The Wiltshire Police – following the illegal suspension of Jersey Police Chief Graham Power – became employed by the Jersey establishment to carry-out what transpired to be a fake, oppressive “disciplinary” review of Mr Power’s conduct. Yet the Wiltshire Police Force failed – failed throughout, and till this day – to declare the plain conflict of interest contaminating the Wiltshire Force; those extant conflicts of interest – such as burying abuse complaints involving Heath and intimidating complainers – and doing “deals” with charge / plea bargainers who might have become so uppity as to name abusers and want them brought to trial.
So, you’re wondering if the allegations of child-abuse against Ted Heath are true – are accurate? Actually, there’s a simpler – more basic and fundamental question you can ask first: ‘in the face of such allegations, does it appear that law-enforcement and other state agencies have acted unbiasedly – have acted lawfully – in investigating such claims?’
If the answer is plainly ‘no’ – and it is no, evidencedly, in respect of the Wiltshire Police Force and that organisation’s role in sabotaging the Jersey child-abuse investigations in which the likes of Savile and Heath were ‘in-the-frame’ – then we see an established fact – hiding in plain sight; a fact which does not require proof of Heath’s guilt in order to be damning.

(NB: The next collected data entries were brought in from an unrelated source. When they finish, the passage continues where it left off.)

PR #954, opened 2026-08-28
Fix Central agent search not working

dan-niles:
## Purpose

Fixes https://github.com/wso2/product-integrator/issues/2201

https://github.com/user-attachments/assets/5100df7e-4541-45a0-af39-fd40e05480ce

The `Add Agent` popup only ever listed agents from the local index and the current workspace, so agents published to Ballerina Central were never found.

## What changed

- **Search Central directly.** `AgentSearchCommand` now queries Central with the `Type/Agent` keyword filter instead of relying on the local index. The `Organization` filter scopes results to the user's own packages (or the current org when not logged in).
- **Pick a definition from a package.** Central returns packages, not classes. Selecting one pulls the package and lists the agent definitions inside it in a new `PackageAgentsView`. If a package has only one definition, it goes straight to the config form.
- **Resolve the class before building the form.** `TypedAgentBuilder` fills in the agent class name when a Central result arrives without one.

## Notes

- The keyword filter must lead the Central query (`keywords:"Type/Agent" AND <text>`); the reverse order mis-associates on multi-word text and returns nothing.
- `org` and `user-packages` are ANDed by Central, so only one is sent.

## Summary

- Fixes Add Agent search for agent definitions published to Ballerina Central.
- Searches Central with the `Type/Agent` filter and scopes results to the user or organization.
- Resolves Central packages to their agent definitions.
- Adds package selection when multiple agent definitions exist.
- Opens configuration directly when a package contains one definition.
- Resolves missing agent class names for Central results.
- Preserves workspace agents before Central results in the All tab.
- Adds tests for Central search, package resolution, and agent-class handling.


RadCod3 (dismissed):

MohamedSabthar (dismissed):

packages/ballerina-language-server/flow-model-generator/modules/flow-model-generator-core/src/main/java/io/ballerina/flowmodelgenerator/core/search/AgentSearchCommand.java
```diff
@@ -151,24 +160,87 @@ private List<AvailableNode> getLandingAgents() {
...
+            centralQueryMap.put("user-packages", "true");
+            return true;
+        }
+        String currentOrg = project.currentPackage().packageOrg().value();
+        if (currentOrg == null || currentOrg.isEmpty()) {
+            return false;
+        }
+        centralQueryMap.put("org", currentOrg);
+        return true;
+    }
```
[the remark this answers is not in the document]
dan-niles: Added TestNG coverage via `RemoteCentral.setTestInstance(...)` with a recording `CentralAPI` — asserts the keyword-first `q` and both the authorized (`user-packages`) and unauthorized (`org`) scope params. Placed in `agentsmanager/AgentSearchCommandTest` rather than `flow-model-generator-core`, since `SearchCommand`'s constructor needs `search-index.sqlite`, which only exists on `flow-model-generator-ls-extension`'s classpath.

MohamedSabthar (dismissed):

packages/ballerina-visualizer/src/views/BI/AIChatAgent/AddAgentPopup/AddAgentPopupContent.tsx
```diff
@@ -291,13 +333,45 @@ export function AddAgentPopupContent(props: AddAgentPopupContentProps) {
...
+    };
+
     const handleSelectAgent = (agent: AvailableNode) => {
         if (dependencyMode) {
             onAgentSelectedForDependency?.(agent);
             return;
         }
-        onPendingAgentChange(agent);
-        onViewChange("configure");
+        if (!agent.codedata.object) {
```
pasindufernando1, line 386: Dependency mode returns above this branch, so a Central package node (no `codedata.object`) is never expanded. `agentDependencyDraftFromNode` then falls back to `agent.metadata?.label` — the *package* name — so selecting `myorg/chatagents` via "Use Agent" generates the type `chatagents:chatagents` instead of `chatagents:ChatAgent`, which does not compile. Before this PR every gallery node carried `object`, so this path is newly reachable.

Suggest expanding (or resolving the agent class) before the `dependencyMode` early return.

dan-niles: Fixed in e8735e3292. Moved the dependency-mode check after the `codedata.object` check so `expandPackage` always runs first; `onAgentSelectedForDependency` now only fires once the package is resolved to an actual definition (including through the multi-definition picker, which had the same gap).

pasindufernando1: Confirmed addressed in e8735e3292 — `selectResolvedAgent` guarantees `codedata.object` is set before the dependency callback fires, and good catch extending it to the single-definition shortcut. Thanks!

pasindufernando1 (dismissed):
LGTM

packages/ballerina-visualizer/src/views/BI/AIChatAgent/AddAgentPopup/AddAgentPopupContent.tsx
```diff
@@ -291,13 +333,50 @@ export function AddAgentPopupContent(props: AddAgentPopupContentProps) {
...
+                selectResolvedAgent(found[0]);
+                return;
+            }
+            setPackageAgents(found);
+            onPendingAgentChange(agent);
+            onViewChange("package");
+        } finally {
+            setIsExpanding(false);
+        }
+    };
```
madushajg, line 383: The `try` here has only a finally. If the `search` RPC rejects, this produces an unhandled promise rejection and the popup silently stays on the gallery with no feedback. Since this call triggers a Central pull plus a package compile on the LS side, failure is realistic; please add a `catch` that surfaces an error state (e.g. reuse `setLoadError`) rather than swallowing it.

What we see – in plain sight – are the highest and most powerful law-enforcement agencies of the British state being sufficiently terrified of even the possibility that Ted Heath might have been a child-abuser- engaging in illegal conspiracies to sabotage investigations which might have shown him to be so.
In so many ways, the cover-ups – especially at such high, state level – are now more serious – far more serious – for the British state.